The EU Emissions Trading System (ETS) aims to reduce the cost of carbon dioxide for some of the most polluting industries, from power generation to aviation, and has risen by more than 50% since the beginning of this year.
Until December last year, the carbon price has never been stable at more than 30 euros per ton, but because traders are betting that if the EU is to achieve aggressive climate targets, including the need to tighten the price of carbon allowances in the next few years, the carbon price It has soared. Reduce emissions by 55% by 2030.
The surge in carbon emissions has made carbon one of the most popular commodities in the world, although the rise of the industry has increased people’s concerns about inflation. Although environmentalists welcome the increased cost of pollution from electricity suppliers and industry, people worry that it will rise faster than companies can easily adapt.
Last week, companies from the steel industry and other heavily polluting industries (such as petrochemicals and cement) called on the European Union to speed up the plan to impose a carbon border adjustment tax on imports from countries outside the plan, fearing that this would put them in competition Disadvantage.

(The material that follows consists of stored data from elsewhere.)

PR #2349, opened 2023-11-06
Update README.md for singleton_test

sachendras:
Subtest added to cover for scenarios whereby a DUT can stop reporting /state/hardware-port details for an interface after an OS change. Given that a device can report this leaf for an interface irrespective of its admin-status, this sub-test should be able to cover for different breakout configurations that exits on the DUT.


feature/interface/singleton/otg_tests/singleton_test/README.md
```diff
@@ -40,6 +40,10 @@ a new testbed configuration with the desired port types.
             captured in the OC path.
   * Verify that the traffic flow from ATE port-1 to ATE port-2 is
             now working after the interface is back up.
+### RT-5.1.3 - Verify accurate reporting of `hardware-port` on all interfaces:
+* The test should start with taking an inventory of all available interfaces on the DUT irrespective of their admin-status or breakout state.
+* The test should check for `/interfaces/interface/state/hardware-port` reporting on all available physical interfaces in the DUT irrespective of their admin-status or breakout state
+* Compare results in both the bullets above and confirm that the DUT is not missing reporting of `state/hardware-port` on any physical interface irrespective of their breakout state. If missed, the test is a failure.
```
dplore, line 47: Sorry I don't understand the different between the 1st and 2nd bullet items?  They sound like the same query?

First bullet gets `/interfaces/interface` tree
The second send another query which is a subset of the above:  `/interfaces/interface/state/hardware-port`

Did we see an issue where this would not match?  It seems very unlikley?  Perhaps there is something else intended to be checked?

sachendras: Yes in b/301104344#comment23. Seems after OS upgrade, breakout ports stopped reporting state/hardware-port. 

Alos, https://github.com/openconfig/featureprofiles/pull/2348 is expected to cover for requirements whereby, paths that are expected to work w/ ON_CHANGE and TARGET_DEFINED should work as such.

dplore: OK

dplore: I think you can simplify these three bullets into this which is more clear:
* get `/interfaces/interface/`
* for every interface, verify interfaces/interface/state/hardware-port is populated with a reference to `/components/component/name`

sachendras: done

dplore (approved):

dplore (approved):
fixed the merge conflict (formatting of markdown heading)

sachendras:
Closing this one in favor of https://github.com/openconfig/featureprofiles/pull/2389

PR #2351, opened 2023-11-06
RT-5.4: Configure LACP on the interface only when LAG type is LACP

sgirishj:
Updates to RT-5.4, similar to the updates done in RT-5.2 through https://github.com/openconfig/featureprofiles/pull/2233/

Take the European steel industry as an example. At current price levels, the cost of carbon emissions will reach about 2 billion euros this year, although most of the carbon allowances are provided by member states for free.
According to the EU’s emissions trading system, companies are allocated a certain amount of allowances to cover at least part of their emissions. If they reduce the amount of pollution, such as using renewable fuels or natural gas instead of coal, they can freely sell the remaining allowances for profit. However, if they increase pollution, they need to purchase additional allowances to pay for their emissions in accordance with the so-called cap control and trading model.
The rise in carbon prices has attracted the attention of hedge funds and other financial investors. These investors, utilities, and other industries engaged in credit trading have penetrated into carbon trading.
Some analysts in the industry believe that the price may reach 100 euros per ton by the end of the decade, which they believe is necessary to make alternative fuels such as “green” hydrogen competitive.